KMCO is the ICAO code for Orlando International Airport (IATA MCO), located in Orlando, FL.
Orlando International Airport (KMCO) sits 6 miles southeast of downtown Orlando. Commercial service is dominant — KMCO is one of the busiest airports in the United States by passenger count, driven by Walt Disney World and Universal Orlando — and the field handles a meaningful but not dominant flow of business aviation. For Orlando-area private aviation, KORL (Orlando Executive, 3 miles east of downtown) and KISM (Kissimmee, 18 miles south of downtown near Disney) are the typical charter defaults.
The four runways at KMCO handle every current business jet without restriction. Signature is the principal private terminal. Where KMCO makes sense for private aviation is large-cabin VIP arrivals connecting to the Disney/Universal resort circuit where the passenger requires the major-airport experience, and international charter where CBP on a major hub matters. The operational considerations are slot pressure during peak commercial banks, summer afternoon thunderstorms (April–October), and hurricane season. Field elevation is 96 feet, no density-altitude concerns. Ground time to Walt Disney World is 25–35 minutes; Universal Orlando is 20–25; downtown Orlando is 15–25.

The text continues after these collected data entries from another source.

PR #1708, opened 2021-01-13
bugfix/1707 - fix various minor keyboard input bugs / UX issues

### LINKED ISSUE #1707: Various minor keyboard input bugs / UX issues
A handful of minor things I noticed in `InputController.js` related to keyboard inputs and controls; bundling because changes are concentrated in this one file; also I think a couple of them would conflict if put in separate PRs so this seems more painless.

---
#### Issue Description: input history navigation bug

PgUp/PgDown can be used to cycle (prev/next) through aircraft according to history of input commands.

UpArrow/DownArrow -- in classic control method setting -- seems intended to have the same functionality, but both are mapped to "previous" and thus cycling does not function correctly

#### Steps to reproduce
- Pick any airport, issue some commands to different aircraft.
- From empty command input, use PgUp/PgDown to cycle through history of aircraft callsigns, note being able to navigate forward and back through history.
- From empty command input, try using UpArrow/DownArrow to do the same, notice both only go further back in history.

--- 
#### Issue Description: aircraft command hotkeys not confined to aircraft input mode

causes specific UX issue in the case of `numpad /`.
It is set up as a hotkey that instead appends ` takeoff `, and this behavior still occurs if the input is in scope mode, which prevents that key from being used for the move data block command. Instead of being able to quickly punch in numbers and `/` on the numpad alone, users must use the other `/ ?` key on the keyboard.

#### Steps to reproduce
- In scope mode, try entering move data block command using numpad alone.

--- 
#### Issue Description: add `/` as alias for takeoff

a)
`+`, `-`, `*` are all acceptable aliases for their respective commands (speed, ils). `/` is the odd one out.

Use case: quickly amend a typed command using the non-numpad version of the key.  

e.g. Say you're using hotkeys and you fatfingered `*` instead of `-` while typing, and the input looks like `AAL123 * 200 a 32`. You can relatively quickly navigate back (ctrl+left arrow) and fix using the `- _` key (two to the left of backspace). Notice that using `numpad -` does not work here because it will still *append* ` - ` to the end of the partially typed command and you'd get `AAL123 * 200 a 32 - ` instead.

Whereas for example say you've fatfingered `*` instead of `/` and are faced with `UAL456 * cvs + 350`. It is not possible to amend using `/ ?`; shortest alternative is to use `to` instead.

b)
Arrow keys as hotkeys (with arrow keys control mode) substitute with the shortest one-character aliases for their respective commands, `c`, `d`, `t l` and `t r`. `/` is also unusual in this respect for substituting with the full `takeoff` command.

cake-pie:
Resolves #1707

The purpose of this pull request is to fix these minor issues:
- down arrow for input command history navigation
- restrict aircraft command hotkeys behavior to aircraft mode, no longer affect scope mode
- make `/` an alias for `takeoff`, for user convenience and consistency
  - command documentation updated accordingly

Follow-up on #1699
While updating the aircraft command documentation I also just noticed that there was inconsistent use of both slash and comma to delimit different aliases or hotkeys for the same command. Changed to commas across the board for consistency.

### DIFF
--- a/CHANGELOG.md
+++ b/CHANGELOG.md
@@ -4,6 +4,7 @@
 ### Bugfixes
 - <a href="https://github.com/openscope/openscope/issues/1280" target="_blank">#1280</a> - Remove redundant timeout-based TAXI->WAITING mechanism 
 - <a href="https://github.com/openscope/openscope/issues/1705" target="_blank">#1705</a> - Re-fix range ring drawing position
+- <a href="https://github.com/openscope/openscope/issues/1707" target="_blank">#1707</a> - Fix minor keyboard input inconsistencies and correct command documentation
 
 ### Enhancements & Refactors
 - <a href="https://github.com/openscope/openscope/issues/1703" target="_blank">#1703</a> - Add more PTL ranges, some including 30sec PTLs
--- a/documentation/aircraft-commands.md
+++ b/documentation/aircraft-commands.md
@@ -103,7 +103,7 @@ _Syntax -_ `AAL123 cto`
 
 ### Taxi
 
-_Aliases -_ `taxi` / `wait` / `w`
+_Aliases -_ `taxi`, `wait`, `w`
 
 _Information -_ This command tells the specified plane to taxi to and hold short
 of the specified runway.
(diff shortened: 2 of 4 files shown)


3tractorrides (approved):

cake-pie:
@n8rzz wrong account?

n8rzz:
yes, you caught me ☹️

n8rzz (approved):

PR #1710, opened 2021-01-13
refactor/1700 - jsonize tutorial

### LINKED ISSUE #1700: JSON-ize tutorial
Tutorial steps and text should be refactored out of `TutorialView.js` into a JSON file so that changes to its contents do not require modifying javascript sources.

### LINKED ISSUE #1709: Regression: tutorial using "values from current sim state"
#### Issue Description
While working on #1700 I noticed a regression in #634 that #1159 attempted to address, but the issue was mis-characterized and the fix not quite complete.

The tutorial code was designed to be able to pull values from the *current* sim state and include them in the tutorial text. The way it was written, initialization `tutorial_init_pre()` in `TutorialView.js` was only intended to be invoked once on app load. The key piece of machinery is actually the `parse` property of `TutorialStep` which stores a function that fetches values from sim state and substitute them at the time when [`getText()`](https://github.com/openscope/openscope/blob/f00fdf8a5b83bd6ce11e0b8aa886570eab2ee6a3/src/assets/scripts/client/ui/TutorialStep.js#L27-L41) is actually executed.

Specifically, it was intended for the tutorial to pick the oldest departure aircraft (bottom-most in strip view) as the example departure aircraft and guide the user in getting it in the air and on its way.  Regardless of changing airports or progress in the sim, if and when the user views the tutorial and the relevant step is displayed, `getText()` causes the function `parse` to be re-evaluated and that should fetch values from the sim *at that very point in time*, guaranteeing a valid example is used.

A flaw in the implementation led to #634 which inadvertently misdiagnosed "repetitive code" and made [this change](https://github.com/openscope/openscope/pull/634/files#diff-1e72740d59ab6d28c14e3de2e1707589fdc16ad88797cca915e0a33e06f1a2b9R196) introducing a new variable `departureAircraft` to "reduce redundant code". This had the effect of making the example departure aircraft permanently point at the very first departure spawned for the initial airport when the sim first loaded.

#1159 dealt with the most obvious symptom: after changing airports, the example departure refers to a callsign etc that no longer exists. By re-doing initialization (`tutorial_init_pre()` in `TutorialView.js`) when airport is changed, the example departure becomes permanently stuck as the first spawned departure for the current airport. Once that aircraft has been cleared to take off, and departed and despawned, we're back in the situation where tutorial refers to a nonexistent aircraft.

A case can be made that this is not a huge problem: the user went through the tutorial and now knows how to control departures, so the example is no longer needed. On the other hand if this is how you want it, then the whole complex `parse` and `getText()` machinery is rendered pointless and unnecessary -- the text replacement could be done within `tutorial_init_pre()` and then just store the resulting text for all subsequent use.

cake-pie:
Resolves #1700, resolves #1709

The purpose of this pull request is to refactor the tutorial, moving its contents to JSON so that any future updates / changes can (mostly) be done without modifying *.js sources.

Incidentally also fixes a regression of not correctly fetching *current* values from the sim for use in tutorial examples.

I've made an effort to avoid `eval()` and its ilk, but there is one `new Function()`constructor [here](https://github.com/openscope/openscope/blob/37ae9d246751ec984003e9e53e2c4b718dfe64f3/src/assets/scripts/client/ui/TutorialView.js#L269) to support arbitrary transformations to the values pulled from the sim -- needed to retain [this uppercasing](https://github.com/openscope/openscope/blob/37ae9d246751ec984003e9e53e2c4b718dfe64f3/assets/tutorial/tutorial.json#L43), used for nothing else. If anyone has ideas on how to handle this, I'm all ears.

Todo:

- [x] remove old code for populating tutorial -- retained to allow comparison for now
- [x] remove #1159 code that re-initializes tutorial at every airport change, should not be needed with improved fix
   - [x] verify example callsign changed on airport change
   - [x] verify example callsign changed after original example despawned
- [x] changelog


src/assets/scripts/client/ui/TutorialView.js
```diff
@@ -240,9 +243,64 @@ export default class TutorialView {
...
+            },
+            departureAircraft: function() {
+                return prop.aircraft.list.filter((aircraftModel) => aircraftModel.isDeparture())[0];
+            }
+        };
+
+        zlsa.atc.loadAsset({ url: 'assets/tutorial/tutorial.json', immediate: true })
+            .done((response) => {
+                response.forEach((step) => {
+                    if (Array.isArray(step.replace)) {
```
n8rzz, line 259: could we abstract this logic into a dedicated helper or service?  there is quite a bit here that isn't dedicated to the TutorialView, but parsing json.

src/assets/scripts/client/ui/TutorialView.js
```diff
@@ -509,6 +567,28 @@ export default class TutorialView {
...
+     * @for TutorialView
+     * @method _getPropFetcher
+     * @return [{function}] A function that will fetch a given descendent property of an object without using eval()
+     */
+    _getPropFetcher(desc) {
+        return ((obj) => {
+            let result = obj;
+            const arr = desc.split('.');
+            while (arr.length) {
+                if (result === undefined || result === null) return result;
```
n8rzz, line 587: * please use block `if` statements
* you could use loose equality here to so we only need one check:
```js
if (result == null) { 
  
}
```

n8rzz (changes requested):

src/assets/scripts/client/ui/TutorialView.js
cake-pie: moved handling of each step into a separate function.

src/assets/scripts/client/ui/TutorialView.js
cake-pie: done

cake-pie:
Actually, hang on. Want to remove the `new Function()` if it is not truly necessary.

Why is aircraft type ICAO lowercased when instantiating from the json:

https://github.com/openscope/openscope/blob/67f23ecfa27e73eb698ee7fe7c008ac03fdb8d3e/src/assets/scripts/client/aircraft/AircraftTypeDefinitionModel.js#L154

and then converted them back to uppercase for presentation (for strip view in this excerpt):

https://github.com/openscope/openscope/blob/67f23ecfa27e73eb698ee7fe7c008ac03fdb8d3e/src/assets/scripts/client/aircraft/AircraftTypeDefinitionModel.js#L212

It's naturally an uppercase-only string; couldn't we just consistently handle it in uppercase throughout the code?  
(Same can probably be said for a number of other properties.)

cake-pie:
Removed support for arbitrary code, instead enforcing `AircraftTypeDefinitionModel.icao` to consistently be handled as uppercase values.

Strangely, now failing this test, which I don't think should have been affected? :shrug:

```
  aircraft › AircraftTypeDefinitionModel › throws when passed invalid parameters

  /home/runner/work/openscope/openscope/test/aircraft/AircraftTypeDefinitionModel.spec.js:10

    9:     t.throws(() => new AircraftTypeDefinitionModel({}));       
   10:     t.throws(() => new AircraftTypeDefinitionModel(42));       
   11:     t.throws(() => new AircraftTypeDefinitionModel('threeve'));

  Function returned:

  AircraftTypeDefinitionModel {
    _id: 'BaseModel-701',
    capability: undefined,
    category: undefined,
    ceiling: undefined,
    engines: undefined,
    icao: undefined,
    icaoWithWeightClass: 'undefined/L',
    name: undefined,
    rate: undefined,
    runway: undefined,
    speed: undefined,
    weightClass: undefined,
  }
```

cake-pie:
Test failure unrelated. #1744 has been filed for that.

n8rzz (approved):

cake-pie:
Strongly recommend merging #1745 at the same time to prevent spurious test failures for other PRs.

PR #1713, opened 2021-01-15
refactor/1712 centralize z-index declarations for ease of layer management

### LINKED ISSUE #1712: css/less : centralize z-index declarations for ease of layer management
#### Issue Description
While tinkering on a command autocomplete feature for #21 I needed to find out what `z-index` would be required to prevent canvas elements such as range rings from overlapping on top of my UI elements.

The lazy thing to do would be to set arbitrarily big `z-index` but it's better to do this in a coordinated way.

Indeed there are currently [12 different](https://github.com/openscope/openscope/search?q=z-index) `*.less` files declaring `z-index` with a wide range of values from 1, 2 to 100, 125, 200, 500 and even 1000, 1500.

This is hard to navigate and make sense of.  
For ease of layer management, instead have a section in `_vars.less` with something like:

```
// layer management
@static-canvas-z: 1;
@dynamic-canvas-z: 2;
@log-z: 5;
@airport-info-z: 5;
@strip-view-z: 10;
@controls-z: 20;
@dialogbox-z: 50; // shared
@pause-z: 99;
@loading-z: 100;
```

Much easier to understand what's going on.  
Respective elements get their z-index value via these variables.

cake-pie:
Resolves #1712

The purpose of this pull request is to centralize z-index declarations for ease of layer management


n8rzz (approved):
☺️

erikquinn (approved):

PR #1730, opened 2021-01-23
Enhancement/1729 - Add Helicopters to KDCA

### LINKED ISSUE #1729: Add Helicopters to DCA
Helicopters are a massive part of DCA tower's job- Coast Guard helicopters are based at DCA, MEDEVAC and law enforcement helicopters are constantly buzzing around DC, and the most iconic of the DC helicopters, Marine One, regularly flies through DCA's airspace. This issue will primarily address helicopters in the DC area, but I fully intend to add them to other airports- New York, LAX, and many others are all candidates. It's not the primary feature of the sim, but in my opinion it's really important to make this sim as realistic as possible- adding helicopters will only add realism.

Hawaiicoder:
Resolves #1729 

The purpose of this pull request is to add helicopters to KDCA- they're a massive part of DCA tower's job and will improve realism.

### DIFF
--- a/assets/aircraft/AS50.json
+++ b/assets/aircraft/AS50.json
@@ -1,0 +1,38 @@
+{
+    "name": "Airbus Helicopters AS350",   
+    "icao": "AS50",             
+    "engines": {
+        "number": 1,            
+        "type": "T"             
+    },
+    "weightClass": "S",         
+    "category": {
+        "srs": 1,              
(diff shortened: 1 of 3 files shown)


erikquinn:
This is a part of the local controller's responsibilities, which is something we're trying to phase out anyway in favor of focusing on improving the realism of the approach simulation.

Closing.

Orlando International Airport is the primary international airport located 6 miles (9.7 km) southeast of Downtown Orlando, Florida. In 2025, the airport served 57,675,573 passengers, making it the busiest airport in the state and was the seventh busiest airport in the United States in 2025. The airport code MCO comes from the airport's former name, McCoy Air Force Base, a Strategic Air Command installation, that was closed in 1975 as part of a general military drawdown following the end of the Vietnam War.